■ Extracted information:
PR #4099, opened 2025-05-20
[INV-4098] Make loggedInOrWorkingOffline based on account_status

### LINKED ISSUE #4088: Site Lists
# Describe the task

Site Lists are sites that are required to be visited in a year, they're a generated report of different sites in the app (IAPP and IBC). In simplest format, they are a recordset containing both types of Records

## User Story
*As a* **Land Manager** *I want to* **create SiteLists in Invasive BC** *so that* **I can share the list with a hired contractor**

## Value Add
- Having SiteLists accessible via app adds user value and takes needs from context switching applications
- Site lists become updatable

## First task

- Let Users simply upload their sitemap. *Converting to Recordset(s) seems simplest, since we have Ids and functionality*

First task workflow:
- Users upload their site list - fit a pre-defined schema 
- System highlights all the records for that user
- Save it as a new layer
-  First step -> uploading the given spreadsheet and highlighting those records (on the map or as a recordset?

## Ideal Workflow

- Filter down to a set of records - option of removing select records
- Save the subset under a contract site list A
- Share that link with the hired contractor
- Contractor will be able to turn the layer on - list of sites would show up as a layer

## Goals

...

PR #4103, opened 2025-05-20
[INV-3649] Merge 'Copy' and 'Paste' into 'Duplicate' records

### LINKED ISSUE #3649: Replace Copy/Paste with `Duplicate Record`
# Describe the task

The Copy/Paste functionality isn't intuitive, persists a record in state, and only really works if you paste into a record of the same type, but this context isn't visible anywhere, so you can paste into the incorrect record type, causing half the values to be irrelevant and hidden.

■ Work task:
Beginning with the line containing "[INV-4098] Make loggedInOrWorkingOffline" and ending with the line containing "## User Story", extract those lines exactly from the listing above, and only those.

■ Answer space:
[INV-4098] Make loggedInOrWorkingOffline based on account_status

### LINKED ISSUE #4088: Site Lists
# Describe the task

Site Lists are sites that are required to be visited in a year, they're a generated report of different sites in the app (IAPP and IBC). In simplest format, they are a recordset containing both types of Records

## User Story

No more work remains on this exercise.